--- Provided entries Enclosed Below ---
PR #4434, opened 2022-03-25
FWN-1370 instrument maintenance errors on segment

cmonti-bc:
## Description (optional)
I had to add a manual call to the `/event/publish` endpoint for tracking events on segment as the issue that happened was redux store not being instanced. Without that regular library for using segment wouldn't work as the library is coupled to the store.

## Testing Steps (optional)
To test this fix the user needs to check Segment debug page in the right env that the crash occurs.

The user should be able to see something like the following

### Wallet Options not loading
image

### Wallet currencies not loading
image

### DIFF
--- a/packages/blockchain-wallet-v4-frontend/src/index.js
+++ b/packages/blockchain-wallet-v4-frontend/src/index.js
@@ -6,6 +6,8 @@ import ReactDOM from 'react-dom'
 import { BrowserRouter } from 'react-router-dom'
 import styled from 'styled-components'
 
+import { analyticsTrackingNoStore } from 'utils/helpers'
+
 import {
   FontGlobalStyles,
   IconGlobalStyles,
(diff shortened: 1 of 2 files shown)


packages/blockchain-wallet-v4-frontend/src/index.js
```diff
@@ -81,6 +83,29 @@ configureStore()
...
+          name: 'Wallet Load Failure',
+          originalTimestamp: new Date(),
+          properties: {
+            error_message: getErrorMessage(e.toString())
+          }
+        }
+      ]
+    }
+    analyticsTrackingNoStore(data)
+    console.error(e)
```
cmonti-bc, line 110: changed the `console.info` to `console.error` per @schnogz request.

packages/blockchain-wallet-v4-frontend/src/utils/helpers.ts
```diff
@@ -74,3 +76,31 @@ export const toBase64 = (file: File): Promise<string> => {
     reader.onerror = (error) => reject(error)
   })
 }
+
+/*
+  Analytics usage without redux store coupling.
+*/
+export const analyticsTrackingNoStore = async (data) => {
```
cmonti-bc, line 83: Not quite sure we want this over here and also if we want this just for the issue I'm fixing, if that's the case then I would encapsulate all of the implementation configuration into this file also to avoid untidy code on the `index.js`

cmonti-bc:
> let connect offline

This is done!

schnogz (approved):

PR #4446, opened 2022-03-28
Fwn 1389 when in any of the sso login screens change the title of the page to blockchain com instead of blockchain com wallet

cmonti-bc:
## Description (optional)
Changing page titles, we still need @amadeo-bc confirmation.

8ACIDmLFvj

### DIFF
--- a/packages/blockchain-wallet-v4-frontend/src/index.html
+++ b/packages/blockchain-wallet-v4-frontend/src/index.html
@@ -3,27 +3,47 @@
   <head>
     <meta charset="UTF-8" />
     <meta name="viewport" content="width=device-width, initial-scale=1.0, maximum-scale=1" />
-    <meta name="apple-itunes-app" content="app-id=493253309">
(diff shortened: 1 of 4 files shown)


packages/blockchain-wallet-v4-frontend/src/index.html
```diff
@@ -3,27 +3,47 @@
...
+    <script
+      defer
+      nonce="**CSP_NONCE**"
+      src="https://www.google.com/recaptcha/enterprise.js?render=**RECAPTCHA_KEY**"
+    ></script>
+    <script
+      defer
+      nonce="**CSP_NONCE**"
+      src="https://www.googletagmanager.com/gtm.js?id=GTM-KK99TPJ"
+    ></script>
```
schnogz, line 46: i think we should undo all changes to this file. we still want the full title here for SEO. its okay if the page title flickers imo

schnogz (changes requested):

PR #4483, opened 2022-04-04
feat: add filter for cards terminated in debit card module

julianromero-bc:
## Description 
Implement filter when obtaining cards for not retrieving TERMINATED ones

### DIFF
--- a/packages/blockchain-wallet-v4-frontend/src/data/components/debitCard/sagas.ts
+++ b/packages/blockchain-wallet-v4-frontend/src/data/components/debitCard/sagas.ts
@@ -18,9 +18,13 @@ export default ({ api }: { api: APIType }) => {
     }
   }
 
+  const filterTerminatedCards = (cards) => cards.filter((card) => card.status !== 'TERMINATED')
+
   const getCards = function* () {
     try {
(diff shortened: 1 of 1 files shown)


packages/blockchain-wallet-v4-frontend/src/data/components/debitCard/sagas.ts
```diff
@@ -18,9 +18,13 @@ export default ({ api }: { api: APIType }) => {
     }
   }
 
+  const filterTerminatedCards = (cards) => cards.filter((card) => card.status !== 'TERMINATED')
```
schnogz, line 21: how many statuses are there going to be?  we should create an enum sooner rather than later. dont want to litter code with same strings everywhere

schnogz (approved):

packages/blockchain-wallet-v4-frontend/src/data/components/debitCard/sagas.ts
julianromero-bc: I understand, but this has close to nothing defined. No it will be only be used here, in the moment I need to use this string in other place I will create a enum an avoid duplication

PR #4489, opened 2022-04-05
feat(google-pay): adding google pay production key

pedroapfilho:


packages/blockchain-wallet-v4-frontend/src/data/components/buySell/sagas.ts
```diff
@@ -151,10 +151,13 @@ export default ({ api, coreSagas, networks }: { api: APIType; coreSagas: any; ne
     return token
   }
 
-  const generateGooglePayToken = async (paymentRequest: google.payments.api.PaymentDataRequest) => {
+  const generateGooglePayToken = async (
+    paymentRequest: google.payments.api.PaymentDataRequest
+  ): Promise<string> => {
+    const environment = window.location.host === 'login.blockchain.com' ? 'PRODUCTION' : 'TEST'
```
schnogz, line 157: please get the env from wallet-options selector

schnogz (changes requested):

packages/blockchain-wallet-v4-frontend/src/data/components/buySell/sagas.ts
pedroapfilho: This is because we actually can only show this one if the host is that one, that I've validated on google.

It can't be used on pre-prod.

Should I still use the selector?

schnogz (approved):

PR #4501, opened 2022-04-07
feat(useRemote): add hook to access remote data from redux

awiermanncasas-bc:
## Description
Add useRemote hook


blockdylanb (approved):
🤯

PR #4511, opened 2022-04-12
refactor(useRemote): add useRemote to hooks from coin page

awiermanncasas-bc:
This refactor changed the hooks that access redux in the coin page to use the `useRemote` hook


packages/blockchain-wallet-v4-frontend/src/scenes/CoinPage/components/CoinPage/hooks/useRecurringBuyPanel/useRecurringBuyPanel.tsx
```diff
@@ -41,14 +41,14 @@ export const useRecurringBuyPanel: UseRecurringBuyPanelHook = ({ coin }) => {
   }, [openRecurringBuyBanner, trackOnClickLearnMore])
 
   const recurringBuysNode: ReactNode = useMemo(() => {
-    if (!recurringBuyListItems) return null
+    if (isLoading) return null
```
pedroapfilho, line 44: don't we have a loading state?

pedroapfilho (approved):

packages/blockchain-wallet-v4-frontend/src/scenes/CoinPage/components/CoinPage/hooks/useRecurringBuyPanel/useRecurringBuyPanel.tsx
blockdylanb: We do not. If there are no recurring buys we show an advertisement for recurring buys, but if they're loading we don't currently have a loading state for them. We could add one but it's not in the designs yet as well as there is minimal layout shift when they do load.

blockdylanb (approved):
--- End of Enclosed Provided entries ---
--- Provided entries Enclosed Below ---
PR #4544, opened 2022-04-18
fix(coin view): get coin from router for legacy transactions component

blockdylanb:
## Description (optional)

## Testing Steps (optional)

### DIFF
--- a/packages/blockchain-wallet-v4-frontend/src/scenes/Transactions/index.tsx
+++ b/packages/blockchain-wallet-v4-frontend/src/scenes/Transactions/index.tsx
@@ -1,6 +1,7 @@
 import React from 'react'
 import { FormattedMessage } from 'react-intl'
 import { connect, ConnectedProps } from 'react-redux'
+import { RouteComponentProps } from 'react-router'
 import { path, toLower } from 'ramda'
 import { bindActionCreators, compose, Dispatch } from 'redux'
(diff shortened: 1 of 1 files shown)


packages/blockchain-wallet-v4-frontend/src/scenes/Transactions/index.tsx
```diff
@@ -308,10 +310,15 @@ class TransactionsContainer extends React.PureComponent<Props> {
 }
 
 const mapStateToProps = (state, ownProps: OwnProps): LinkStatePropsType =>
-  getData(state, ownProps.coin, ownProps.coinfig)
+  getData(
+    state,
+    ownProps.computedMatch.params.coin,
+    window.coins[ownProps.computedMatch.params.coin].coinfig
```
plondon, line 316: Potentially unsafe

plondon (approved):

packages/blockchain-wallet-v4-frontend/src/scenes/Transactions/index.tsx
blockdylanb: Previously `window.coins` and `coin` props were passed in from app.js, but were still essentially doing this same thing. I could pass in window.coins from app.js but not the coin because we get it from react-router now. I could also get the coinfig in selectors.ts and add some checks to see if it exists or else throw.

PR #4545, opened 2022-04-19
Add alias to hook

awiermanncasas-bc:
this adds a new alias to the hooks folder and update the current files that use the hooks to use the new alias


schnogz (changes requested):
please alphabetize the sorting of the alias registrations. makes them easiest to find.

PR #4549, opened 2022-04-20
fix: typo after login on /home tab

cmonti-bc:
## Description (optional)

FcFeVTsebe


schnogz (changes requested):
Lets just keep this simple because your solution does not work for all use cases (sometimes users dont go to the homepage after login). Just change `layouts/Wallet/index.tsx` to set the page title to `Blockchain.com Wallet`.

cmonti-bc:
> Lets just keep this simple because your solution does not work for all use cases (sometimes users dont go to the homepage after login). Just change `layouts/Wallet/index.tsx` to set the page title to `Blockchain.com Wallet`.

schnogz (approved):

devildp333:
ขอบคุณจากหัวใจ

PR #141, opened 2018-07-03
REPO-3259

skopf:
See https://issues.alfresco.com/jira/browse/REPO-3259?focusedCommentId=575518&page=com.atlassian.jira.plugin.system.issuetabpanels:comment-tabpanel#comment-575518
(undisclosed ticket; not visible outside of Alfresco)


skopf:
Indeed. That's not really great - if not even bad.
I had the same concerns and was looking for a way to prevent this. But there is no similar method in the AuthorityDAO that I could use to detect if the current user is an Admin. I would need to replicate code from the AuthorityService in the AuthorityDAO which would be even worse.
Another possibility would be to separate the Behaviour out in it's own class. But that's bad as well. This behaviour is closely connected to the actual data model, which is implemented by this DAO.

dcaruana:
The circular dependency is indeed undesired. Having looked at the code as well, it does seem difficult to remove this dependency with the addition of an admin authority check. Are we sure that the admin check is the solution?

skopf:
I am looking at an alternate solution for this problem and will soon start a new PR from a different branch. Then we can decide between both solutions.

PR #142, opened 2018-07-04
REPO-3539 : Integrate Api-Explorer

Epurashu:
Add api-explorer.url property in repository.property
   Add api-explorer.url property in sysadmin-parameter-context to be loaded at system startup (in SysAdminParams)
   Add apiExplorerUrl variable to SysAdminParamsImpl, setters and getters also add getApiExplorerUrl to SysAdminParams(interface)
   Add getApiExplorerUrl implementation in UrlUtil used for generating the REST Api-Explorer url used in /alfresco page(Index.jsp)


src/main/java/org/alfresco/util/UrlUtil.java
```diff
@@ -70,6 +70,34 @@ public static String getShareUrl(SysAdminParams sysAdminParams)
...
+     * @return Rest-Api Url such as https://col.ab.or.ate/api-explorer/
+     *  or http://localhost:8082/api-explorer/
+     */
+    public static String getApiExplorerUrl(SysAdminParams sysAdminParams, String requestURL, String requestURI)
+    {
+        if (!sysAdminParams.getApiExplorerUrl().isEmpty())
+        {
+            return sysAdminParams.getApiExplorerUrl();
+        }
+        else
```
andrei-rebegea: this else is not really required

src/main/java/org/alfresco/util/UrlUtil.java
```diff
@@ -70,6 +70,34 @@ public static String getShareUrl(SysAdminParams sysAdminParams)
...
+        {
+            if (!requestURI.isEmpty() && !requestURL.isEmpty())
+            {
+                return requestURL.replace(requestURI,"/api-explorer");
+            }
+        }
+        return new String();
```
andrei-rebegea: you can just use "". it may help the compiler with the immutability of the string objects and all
--- End of Enclosed Provided entries ---
--- Provided entries Enclosed Below ---
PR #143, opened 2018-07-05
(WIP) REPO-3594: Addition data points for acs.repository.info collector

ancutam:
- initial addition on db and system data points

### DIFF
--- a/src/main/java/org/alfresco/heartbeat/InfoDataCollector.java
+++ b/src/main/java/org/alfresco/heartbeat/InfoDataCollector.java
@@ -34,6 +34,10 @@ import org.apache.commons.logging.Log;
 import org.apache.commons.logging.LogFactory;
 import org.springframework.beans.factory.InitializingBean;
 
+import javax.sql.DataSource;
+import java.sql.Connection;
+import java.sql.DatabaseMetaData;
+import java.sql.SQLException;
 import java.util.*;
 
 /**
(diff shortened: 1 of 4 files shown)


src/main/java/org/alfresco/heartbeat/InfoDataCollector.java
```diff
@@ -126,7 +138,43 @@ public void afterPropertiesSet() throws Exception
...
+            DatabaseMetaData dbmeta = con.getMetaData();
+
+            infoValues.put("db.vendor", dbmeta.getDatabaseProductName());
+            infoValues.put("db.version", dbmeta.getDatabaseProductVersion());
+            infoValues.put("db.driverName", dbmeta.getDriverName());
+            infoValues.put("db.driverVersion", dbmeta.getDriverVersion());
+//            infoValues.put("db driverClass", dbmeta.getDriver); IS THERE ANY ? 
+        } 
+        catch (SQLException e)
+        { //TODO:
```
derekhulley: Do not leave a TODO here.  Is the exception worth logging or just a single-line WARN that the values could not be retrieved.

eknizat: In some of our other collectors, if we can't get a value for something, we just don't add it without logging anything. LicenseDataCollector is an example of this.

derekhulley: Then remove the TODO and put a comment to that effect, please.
--- End of Enclosed Provided entries ---
**Your goal**
Look above for the line holding "import styled from 'styled-components'" and the line holding "cmonti-bc, line 110: changed", then output exactly those two lines and every line between them, nothing more.

**Written answer**
 import styled from 'styled-components'
 
+import { analyticsTrackingNoStore } from 'utils/helpers'
+
 import {
   FontGlobalStyles,
   IconGlobalStyles,
(diff shortened: 1 of 2 files shown)


packages/blockchain-wallet-v4-frontend/src/index.js
```diff
@@ -81,6 +83,29 @@ configureStore()
...
+          name: 'Wallet Load Failure',
+          originalTimestamp: new Date(),
+          properties: {
+            error_message: getErrorMessage(e.toString())
+          }
+        }
+      ]
+    }
+    analyticsTrackingNoStore(data)
+    console.error(e)
```
cmonti-bc, line 110: changed the `console.info` to `console.error` per @schnogz request.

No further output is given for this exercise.